COVID Recovery Project to Revive 600 Agri Businesses in Northern Uganda
With funding from Standard Chartered Foundation under “Futuremakers” by Standard Chartered, a global initiative to tackle inequality, ICCO launched its COVID Youth Agri Business Recovery Project, a partnership with Enterprise Uganda and Youth Business International to facilitate the revival, growth and expansion for 600 youth-led enterprises in Lango and Karamoja sub regions of northern Uganda that were negatively affected by the global pandemic.
“The project will enhance the knowledge and skills of 600 entrepreneurs in Nebbi and Lira districts through business development trainings, strategic linkages with existing and future investments opportunities and technical support in business plan development, coaching, and mentoring,” said Petra Van Haren, ICCO Uganda Country Manager, at the event in Kampala.

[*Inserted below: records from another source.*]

Issue #1237, opened 2023-07-30
Ensure Relationship Types are Saved in Analysis Areas Workflow


chiatt:
Ensure forward and inverse relationship types are saved when going through the Analysis Areas workflow

PR #1238, opened 2023-07-30
Saves analysis area relationship types, re #1237

chiatt:
This applies to some relationship types in sample taking as well, but not all.

### DIFF
--- a/afs/views/analysis_area_and_sample_taking.py
+++ b/afs/views/analysis_area_and_sample_taking.py
@@ -16,12 +16,12 @@ from arches.app.utils.response import JSONResponse
 logger = logging.getLogger(__name__)
 
 
-def get_related_resource_template(resourceid):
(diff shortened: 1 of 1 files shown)


jacobtylerwalls (commented):
I noticed there are still some null relationship types being created for this workflow here, b/c they are not provided to `get_related_resource_template`:

https://github.com/archesproject/arches-for-science-prj/blob/600c7e0516ff894008826ef78297e7701e53040f/afs/views/analysis_area_and_sample_taking.py#L308-L311

Is that expected?

njkim:
Looks like this will be resolved in this ticket, #1243

> I noticed there are still some null relationship types being created for this workflow here, b/c they are not provided to `get_related_resource_template`:
> 
> Is that expected?

njkim (approved):
Looks good to me

PR #1239, opened 2023-08-01
Avoid GET requests when selecting physical things in workflow #1219

### LINKED ISSUE #1219: Performance issue in new project workflow
When running through the new project workflow as the dev (not admin) user - attempt to select physical things for your project.  There's a significant lag during selection.

jacobtylerwalls:
Avoid unnecessary GET requests when selecting physical things in the new project workflow. All the wanted information has already been fetched by the client.

@aarongundel I'd be grateful if you could let me know whether this solves the performance issue you experienced when running in Docker.

Closes #1219

### DIFF
--- a/afs/media/js/views/components/workflows/create-project-workflow/add-things-step.js
+++ b/afs/media/js/views/components/workflows/create-project-workflow/add-things-step.js
@@ -68,16 +68,16 @@ define([
         this.termOptions = [];
         this.value = ko.observableArray([]).extend({
             rateLimit: 100
-        });
-        this.startValue = ko.observableArray();
-        this.selectedResources = ko.observableArray([]);
-        this.addedValues = ko.observableArray();
-        this.removedValues = ko.observableArray();
+        });  // resourceinstanceid[]
+        this.startValue = ko.observableArray();  // Resource[]
+        this.selectedResources = ko.observableArray([]);  // Resource[]
+        this.addedValues = ko.observableArray();  // resourceinstanceid[]
+        this.removedValues = ko.observableArray();  // resourceinstanceid[]
 
         this.dirty = ko.pureComputed(function() {
             if (self.startValue() && self.value()){
-                return !!(self.startValue().find(x => !self.value().includes(x))
-                    || self.value().find(x => !self.startValue().includes(x)));
+                return !!(self.startValue().find(x => !self.value().includes(x.resourceinstanceid))
+                    || self.value().find(x => !self.startValue().map(v => v.resourceinstanceid).includes(x)));
             } else {
                 return false;
             }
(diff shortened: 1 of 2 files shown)


afs/media/js/views/components/workflows/create-project-workflow/add-things-step.js
```diff
@@ -89,15 +89,24 @@ define([
...
+                    let resource;
+                    if (self.dirty()) {
+                        resource = ko.unwrap(self.targetResources).find(
+                            r => r._id === ko.unwrap(action.value)
+                        )._source;
+                        resource = {
+                            ...resource,
+                            displayname: self.getStringValue(resource.displayname),
+                            displaydescription: self.getStringValue(resource.displaydescription),
+                        };
```
jacobtylerwalls, line 101: Decided to resolve the languages here, rather than in the templates.

afs/media/js/views/components/workflows/create-project-workflow/add-things-step.js
```diff
@@ -121,11 +130,10 @@ define([
                         .filter(rr =>
                             rr.graph_id === "9519cb4f-b25b-11e9-8c7b-a4d18cec433a"
                         )
-                        .map(rr => rr.resourceinstanceid)
```
jacobtylerwalls, line 124: Instead of going to the server to get tile data, we just preserve it here. This required adjusting `self.startValue` to store resources instead of resourceinstanceids, but I kept `self.value` as an array of resourceinstanceids (better to compare on that, rather than on richer objects that might differ slightly).

afs/media/js/views/components/workflows/create-project-workflow/add-things-step.js
```diff
@@ -68,16 +68,16 @@ define([
...
-        });
-        this.startValue = ko.observableArray();
-        this.selectedResources = ko.observableArray([]);
-        this.addedValues = ko.observableArray();
-        this.removedValues = ko.observableArray();
+        });  // resourceinstanceid[]
+        this.startValue = ko.observableArray();  // Resource[]
+        this.selectedResources = ko.observableArray([]);  // Resource[]
+        this.addedValues = ko.observableArray();  // resourceinstanceid[]
+        this.removedValues = ko.observableArray();  // resourceinstanceid[]
```
jacobtylerwalls, line 75: Then I clarified that here.

jacobtylerwalls (commented):
Should be working now, @aarongundel.

afs/media/js/views/components/workflows/create-project-workflow/add-things-step.js
aarongundel: This is interesting notation; makes me think of typescript.

aarongundel (approved):
This is fantastic @jacobtylerwalls - works great, major improvement within docker.

PR #1246, opened 2023-08-04
Fix SyntaxWarning in phys thing search workflow step

jacobtylerwalls:
Resolves error seen when running the project:
```py
/Users/jwalls/prj/afs/afs/views/physical_thing_search.py:23: SyntaxWarning: "is not" with a literal. Did you mean "!="?
  has_filters = True if len(list(request.GET.items())) > 1 is not None else False
```

Luckily, `1 is not None` is equivalent to `1` in a comparison (`>`) context, so I don't think this was causing any issues.


njkim (approved):
Look good tome

PR #1248, opened 2023-08-05
Move temp_file view to the core arches, #9749

njkim:
This will move the temp_file view to the core arches.
Also, this will update `.gitignore` to ignore /archestemp/

This should be tested with https://github.com/archesproject/arches/pull/9854, and be merged after the core pr (`bulk_data_manager_improvements`).


chiatt:
Addressed in #1361

PR #1254, opened 2023-08-07
Fix 500 error from undefined manifest description #1228

### LINKED ISSUE #1228: Adding an existing manifest in upload manifest steps fails
During workflow steps in which users assign manifests to physical things (eg, the 'image' step in analysis areas or sample taking), creating and assigning a manifest works as expected. However, if a user opens the manifest manager and selects an existing manifest that is not served by Canteloupe but rather an external IIIF service, the step will not save a digital resource related to that manifest. Instead, the user will get the following error:

```
[03/Aug/2023 18:51:18] "POST /tile HTTP/1.1" 200 643
[03/Aug/2023 18:51:18] "GET /resource/descriptors/e492cc1c-76ca-4207-9101-0b34751b2337 HTTP/1.1" 200 357
2023-08-03 18:51:18,935 arches.app.views.tile ERROR    Unable to save. Please verify your input is valid [Tile id: ]                      [Exception message: TileValidationError: string error, {'en': {'direction': 'ltr'}}  - This is not a string. Unable to save.]                      [Exception trace: Traceback (most recent call last):
  File "/Users/cyrus/Documents/projects/GCI/arches4/arches/arches/app/views/tile.py", line 144, in post
    tile.save(request=request, transaction_id=transaction_id)
  File "/Users/cyrus/Documents/projects/GCI/arches4/arches/arches/app/models/tile.py", line 447, in save
    self.validate([], request=request)
  File "/Users/cyrus/Documents/projects/GCI/arches4/arches/arches/app/models/tile.py", line 340, in validate
    raise TileValidationError(_("{0}".format(error_instance["message"])))
arches.app.models.tile.TileValidationError: "string error, {'en': {'direction': 'ltr'}}  - This is not a string. Unable to save."
]
Internal Server Error: /tile
[03/Aug/2023 18:51:18] "POST /tile HTTP/1.1" 500 218
```

jacobtylerwalls:
Closes #1228

Keeps the analysis areas workflow in sync with the sample taking workflow, which guarded against the reported issue like this:
https://github.com/archesproject/arches-for-science-prj/blob/b14a0a60d30886c9e26d0b8be41d7a69b6aa5b46/afs/media/js/views/components/workflows/sample-taking-workflow/sample-taking-image-step.js#L95

***
Note: with the time remaining this afternoon, I'll look into factoring out a util that could be shared by the two files.

### DIFF
--- a/afs/media/js/views/components/workflows/analysis-areas-workflow/analysis-areas-image-step.js
+++ b/afs/media/js/views/components/workflows/analysis-areas-workflow/analysis-areas-image-step.js
@@ -7,8 +7,9 @@ define([
     'models/graph',
     'viewmodels/card',
     'templates/views/components/workflows/analysis-areas-workflow/analysis-areas-image-step.htm',
+    'views/components/workflows/stringUtils',
     'views/components/plugins/manifest-manager',
-], function(_, $, arches, ko, koMapping, GraphModel, CardViewModel, analysisAreasImageStepTemplate) {
+], function(_, $, arches, ko, koMapping, GraphModel, CardViewModel, analysisAreasImageStepTemplate, stringUtils) {
     function viewModel(params) {
         var self = this;
         params.pageVm.loading(true);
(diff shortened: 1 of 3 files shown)


chiatt (approved):
Looks good!

PR #1256, opened 2023-08-08
Add the relationship in upload xy data workflow, #1247

njkim:
Add relationship concept value to the related resource creation in upload xy data workflow, #1247


chiatt (approved):
Looks good!

PR #1258, opened 2023-08-09
Fix empty user in edit log

### LINKED ISSUE #1252: Delete button always raises PermissionDenied in Analysis Area workflow
1. Analysis area workflow
2. Complete some steps
3. Click Delete in top right and confirm

Result: always raises PermissionError even though it was the same user that created everything.

Traced it to EditLog entries being created without user id's.

### Traceback ###
```py
  File "/Users/jwalls/prj/arches/arches/app/utils/decorators.py", line 144, in wrapper
    raise PermissionDenied
django.core.exceptions.PermissionDenied
[07/Aug/2023 10:27:35] "POST /transaction/bb9fe741-6067-4a94-9764-a7bf6e813927/reverse HTTP/1.1" 403 135
```

jacobtylerwalls:
### Before ###
In the sample taking / analysis area workflows, it was possible to have a pending transaction where all of the EditLog entries lacked a user id. For non-superusers, this would prevent deleting the workflow, because there is a check that at least one EditLog entry exists for the transaction for the user attempting the deletion.

### Now ###
The user is included with the edit log entries.

Closes #1252

### DIFF
--- a/afs/tests.py
+++ b/afs/tests.py
@@ -1,0 +1,73 @@
+from django.core.management import call_command
+
+from django.test import TestCase
+from django.test.client import Client
+from django.urls import reverse
+
+from arches.app.utils.betterJSONSerializer import JSONSerializer
+from arches.app.models.models import Node, NodeGroup, ResourceInstance, ResourceXResource, TileModel
+from arches.app.models.tile import Tile
+
+def setUpModule():
+    call_command("packages", "-o load_package -s afs/pkg -y".split())
+
+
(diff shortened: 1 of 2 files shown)


jacobtylerwalls:
After discussing with @chiatt, adding the regression test and then futuring the work to get an action to run this on CI.

njkim (approved):
It looks great, works as expected.

njkim:
The test may need to be updated further to work generally. Otherwise the fix itself works as expected.

PR #1261, opened 2023-08-10
1259 Fix alert styling and input labels

### LINKED ISSUE #1259: Fix object selector label and alert
The project info step in the Upload XY step has 2 issues

First - the label needs to be changed to the following:

Select an Object from from your project
**Object must have at least one analysis area or sample location**

Second - the alert that shows up if a user picks an object without an analysis area should be aligned with the form
image

johnatawnclementawn:
Resolves #1259


afs/templates/views/components/workflows/select-phys-thing-step.htm
```diff
@@ -18,8 +18,11 @@
...
         <div class="widget-input-label">
             <span data-bind="if not: datasetRoute">
-                Select an Object
+                Select an Object from your project
             </span>
+            <div data-bind="if not: datasetRoute" style="font-style: italic; margin-bottom: 10px;">
+                Object must have at least one analysis area or sample location
+            </div>
             <span data-bind="if: datasetRoute == 'non-destructive'">
                 Select an Object that has an Area of interest
```
aarongundel: I'm encountering a scenario where I still see the old label and the new label.  This seems incorrect.  
Screenshot 2023-08-14 at 9 43 11 AM

aarongundel (changes requested):
Encountering some problematic behavior regarding the object selector labeling.

afs/templates/views/components/workflows/select-phys-thing-step.htm
johnatawnclementawn: Got some feedback from Cyrus, changes I just pushed should resolve this

afs/templates/views/components/workflows/select-phys-thing-step.htm
```diff
@@ -17,15 +17,22 @@
     <!--ko if: termFilter() -->
     <div style="padding: 5px; margin-top: 15px;">
         <div class="widget-input-label">
-            <span data-bind="if not: datasetRoute">
-                Select an Object
+            <!-- ko if: datasetRoute == 'non-destructive' -->
+            <span>
```
njkim: The combination of span and div in parallel does not seem to be necessary and less readable. Probably we can two div's.

afs/templates/views/components/workflows/select-phys-thing-step.htm
```diff
@@ -17,15 +17,22 @@
     <!--ko if: termFilter() -->
     <div style="padding: 5px; margin-top: 15px;">
         <div class="widget-input-label">
```
njkim: The label doesn't appear in the other workflows that use this step, eg. sample taking wf, analysis area wf.

afs/templates/views/components/workflows/select-phys-thing-step.htm
```diff
@@ -17,15 +17,22 @@
...
+            <div style="font-style: italic; margin-bottom: 10px;">
+                Object must have at least one analysis area or sample location
+            </div>
+            <!-- /ko -->
+            <!-- ko if:  datasetRoute == 'destructive' -->
+            <span>
                 Select a Sample of interest
             </span>
+            <div style="font-style: italic; margin-bottom: 10px;">
+                Object must be a sample
```
njkim: Maybe we don't need this. The label says select a sample :)

njkim (changes requested):

afs/templates/views/components/workflows/select-phys-thing-step.htm
johnatawnclementawn: Hey @njkim, what should those labels say in the other wf's? The current labels don't show up because the `datasetRoute` is not initialized for them.

njkim: Before your change, I believe the wf that doesn't have a route was handled with a generic label.

aarongundel (approved):
LGTM

njkim (approved):
It looks good.

PR #1262, opened 2023-08-10
Update type label in new project workflow #1234

### LINKED ISSUE #1234: Allow Project to Save without Activity Type in New Project Workflow
First step in new project workflow fails if user does not select a Project Activity Type.  This is not a required node, so the project should save without error if the user does not add a type.

jacobtylerwalls:
**Before**
Before, in the New Project Workflow, the project type was mislabeled, see #1234.

**Now**
Screenshot 2023-08-10 at 2 01 10 PM

Closes #1234

### DIFF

ICCO presented findings of a recent study of the impact of COVID on youth enterprises in Nebbi district to the Uganda Cabinet Minister for Agriculture, Hon. Vincent Sempijja, district government representatives in Lira and Nebbi, members of civil society organizations, the private sector and media.
The findings highlighted several negative impacts including:
- a drastic drop in monthly revenue due to limited access to markets resulting from travel restrictions
- limited access to technical agro-extension services, as some government extension workers were unable to reach the grassroots.
On the other hand, the report emphasized that some coping mechanisms were key in the survival of some enterprises during lock down. Think of the use of social media, door to door supply and farm gate sales to market produce and diversification of agribusinesses along the value chains.
Testimonies from entrepreneurs in Nebbi and Lira districts further highlighted the vulnerability of businesses that were affected by the pandemic.
Dickens Okot, a poultry farmer in Lira district:
“My business had successfully grown over the years to 3000 birds, and I was supplying some local and regional factories with different products. The lockdown blocked me from accessing the usual quality feeds and medicine for my birds, and in three short months I lost 900.”
Patience Amiya, a cassava producer in Nebbi district:
“In 2018, out of need to meet my family’s growing needs, I ventured into cassava trade. I bought some cassava cheaply from people harvesting and hoarded it until the market was vibrant for selling. Since it was going so well, I invested heavily in land for production. Unfortunately, when COVID 19 hit, I had over 10 tons of hoarded stock and almost all of it went bad! I lost my money and hope.”
The one-year project will leverage ICCO’s technical partnerships in the private and public sector to ensure that youth-led businesses are revived, stabilized and grow to create employment opportunities for more young people with the local communities and; mentor the next generation of young entrepreneurs to ably fortify their businesses against emergencies.